(Task material Opens)

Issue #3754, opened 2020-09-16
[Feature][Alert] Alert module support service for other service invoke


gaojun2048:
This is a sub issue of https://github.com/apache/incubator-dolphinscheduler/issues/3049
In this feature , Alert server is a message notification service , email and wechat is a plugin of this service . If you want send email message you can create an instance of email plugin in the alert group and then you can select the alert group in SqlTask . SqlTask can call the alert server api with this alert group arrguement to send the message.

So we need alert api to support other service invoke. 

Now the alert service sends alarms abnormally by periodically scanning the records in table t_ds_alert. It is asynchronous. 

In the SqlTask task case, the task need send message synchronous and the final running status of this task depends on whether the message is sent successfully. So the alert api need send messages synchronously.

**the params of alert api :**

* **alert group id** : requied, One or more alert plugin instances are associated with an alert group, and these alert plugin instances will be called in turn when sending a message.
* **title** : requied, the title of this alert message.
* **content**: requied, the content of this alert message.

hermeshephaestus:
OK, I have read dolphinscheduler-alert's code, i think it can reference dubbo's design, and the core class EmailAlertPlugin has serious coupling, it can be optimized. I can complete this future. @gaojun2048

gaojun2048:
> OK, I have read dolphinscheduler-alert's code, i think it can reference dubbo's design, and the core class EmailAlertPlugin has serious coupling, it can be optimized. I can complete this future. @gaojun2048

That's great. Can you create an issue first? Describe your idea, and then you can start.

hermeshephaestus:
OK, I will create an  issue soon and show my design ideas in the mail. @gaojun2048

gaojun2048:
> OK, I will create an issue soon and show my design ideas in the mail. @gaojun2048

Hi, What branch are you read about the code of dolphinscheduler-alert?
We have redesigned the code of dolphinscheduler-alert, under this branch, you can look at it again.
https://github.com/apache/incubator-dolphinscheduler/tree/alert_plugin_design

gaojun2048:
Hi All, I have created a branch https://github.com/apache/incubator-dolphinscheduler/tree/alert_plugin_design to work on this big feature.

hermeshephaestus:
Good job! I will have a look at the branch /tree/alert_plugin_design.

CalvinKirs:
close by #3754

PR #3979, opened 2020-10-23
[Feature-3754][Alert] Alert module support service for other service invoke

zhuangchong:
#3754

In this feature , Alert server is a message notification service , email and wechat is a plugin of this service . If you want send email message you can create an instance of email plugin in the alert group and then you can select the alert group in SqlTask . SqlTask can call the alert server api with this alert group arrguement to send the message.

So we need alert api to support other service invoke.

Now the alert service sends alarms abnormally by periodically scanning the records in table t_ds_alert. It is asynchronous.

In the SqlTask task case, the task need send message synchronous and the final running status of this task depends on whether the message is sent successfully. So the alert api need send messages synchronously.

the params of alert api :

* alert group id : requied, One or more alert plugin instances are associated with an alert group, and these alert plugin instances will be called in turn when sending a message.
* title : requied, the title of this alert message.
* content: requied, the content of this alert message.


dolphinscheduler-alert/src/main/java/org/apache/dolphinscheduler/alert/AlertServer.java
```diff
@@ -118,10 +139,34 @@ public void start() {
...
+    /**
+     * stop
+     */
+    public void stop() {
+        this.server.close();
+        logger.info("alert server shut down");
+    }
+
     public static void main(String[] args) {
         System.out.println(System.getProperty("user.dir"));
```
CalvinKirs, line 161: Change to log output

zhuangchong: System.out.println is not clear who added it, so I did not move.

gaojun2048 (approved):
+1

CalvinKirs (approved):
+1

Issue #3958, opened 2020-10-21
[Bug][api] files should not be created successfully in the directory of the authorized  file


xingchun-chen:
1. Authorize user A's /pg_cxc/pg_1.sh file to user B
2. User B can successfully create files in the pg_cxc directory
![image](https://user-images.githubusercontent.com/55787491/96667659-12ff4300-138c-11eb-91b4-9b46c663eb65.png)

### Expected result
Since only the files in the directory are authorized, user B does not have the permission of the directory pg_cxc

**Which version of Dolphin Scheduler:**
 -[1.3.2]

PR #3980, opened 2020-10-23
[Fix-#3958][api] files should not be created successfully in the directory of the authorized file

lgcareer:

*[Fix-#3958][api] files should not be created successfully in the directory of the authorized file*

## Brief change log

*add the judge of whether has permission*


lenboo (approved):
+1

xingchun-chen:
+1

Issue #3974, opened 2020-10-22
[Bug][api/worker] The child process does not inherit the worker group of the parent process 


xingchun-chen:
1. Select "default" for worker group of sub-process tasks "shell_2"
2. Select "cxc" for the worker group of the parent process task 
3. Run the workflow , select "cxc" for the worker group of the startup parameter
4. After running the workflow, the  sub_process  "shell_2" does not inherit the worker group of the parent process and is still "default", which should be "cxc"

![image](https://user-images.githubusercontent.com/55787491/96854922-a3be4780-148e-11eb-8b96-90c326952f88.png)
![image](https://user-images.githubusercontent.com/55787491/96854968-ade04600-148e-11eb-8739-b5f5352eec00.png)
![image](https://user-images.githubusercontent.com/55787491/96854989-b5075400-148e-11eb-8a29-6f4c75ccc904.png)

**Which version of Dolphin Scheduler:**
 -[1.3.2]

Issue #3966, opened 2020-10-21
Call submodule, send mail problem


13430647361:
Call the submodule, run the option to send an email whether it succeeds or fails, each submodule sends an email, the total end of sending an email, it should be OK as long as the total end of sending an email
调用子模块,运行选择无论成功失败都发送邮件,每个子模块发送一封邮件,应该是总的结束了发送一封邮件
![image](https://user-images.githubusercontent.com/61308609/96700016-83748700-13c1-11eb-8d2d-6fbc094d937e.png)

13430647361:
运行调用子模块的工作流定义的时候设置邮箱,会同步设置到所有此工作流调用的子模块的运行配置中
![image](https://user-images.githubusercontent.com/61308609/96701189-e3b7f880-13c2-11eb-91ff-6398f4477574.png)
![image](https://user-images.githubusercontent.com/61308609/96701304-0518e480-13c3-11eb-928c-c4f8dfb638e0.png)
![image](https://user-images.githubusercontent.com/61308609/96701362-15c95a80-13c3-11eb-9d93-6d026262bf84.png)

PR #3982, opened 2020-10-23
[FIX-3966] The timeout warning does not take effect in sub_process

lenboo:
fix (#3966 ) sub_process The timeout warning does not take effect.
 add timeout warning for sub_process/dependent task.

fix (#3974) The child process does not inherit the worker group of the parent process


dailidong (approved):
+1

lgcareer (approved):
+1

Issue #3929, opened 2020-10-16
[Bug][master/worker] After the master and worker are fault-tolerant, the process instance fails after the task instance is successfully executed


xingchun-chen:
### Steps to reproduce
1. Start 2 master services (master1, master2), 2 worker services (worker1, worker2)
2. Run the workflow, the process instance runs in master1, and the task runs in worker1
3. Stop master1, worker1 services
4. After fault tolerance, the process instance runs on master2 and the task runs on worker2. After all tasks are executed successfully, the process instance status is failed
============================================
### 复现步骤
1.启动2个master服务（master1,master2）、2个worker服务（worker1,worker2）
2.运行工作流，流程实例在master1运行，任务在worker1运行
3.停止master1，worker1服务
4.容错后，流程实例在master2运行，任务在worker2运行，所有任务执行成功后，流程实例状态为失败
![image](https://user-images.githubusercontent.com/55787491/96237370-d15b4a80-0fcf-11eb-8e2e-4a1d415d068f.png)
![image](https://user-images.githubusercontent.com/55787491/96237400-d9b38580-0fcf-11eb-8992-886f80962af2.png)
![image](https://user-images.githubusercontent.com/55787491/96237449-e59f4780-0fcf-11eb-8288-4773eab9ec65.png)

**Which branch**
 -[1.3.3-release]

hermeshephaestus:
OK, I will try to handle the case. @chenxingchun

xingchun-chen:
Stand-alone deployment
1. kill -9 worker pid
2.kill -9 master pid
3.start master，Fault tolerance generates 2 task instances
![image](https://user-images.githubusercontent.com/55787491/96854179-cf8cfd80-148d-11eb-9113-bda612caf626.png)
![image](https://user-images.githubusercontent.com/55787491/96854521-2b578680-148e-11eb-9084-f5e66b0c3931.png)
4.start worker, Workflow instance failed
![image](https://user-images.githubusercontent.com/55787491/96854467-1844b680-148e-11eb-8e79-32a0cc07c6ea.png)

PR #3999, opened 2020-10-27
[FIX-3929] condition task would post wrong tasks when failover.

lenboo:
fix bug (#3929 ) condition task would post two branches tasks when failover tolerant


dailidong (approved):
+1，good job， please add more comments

(Task material Closes)

# About this task
All lines above that include the word "asynchronous" should be located and copied.

# Completed task
Now the alert service sends alarms abnormally by periodically scanning the records in table t_ds_alert. It is asynchronous. 
Now the alert service sends alarms abnormally by periodically scanning the records in table t_ds_alert. It is asynchronous.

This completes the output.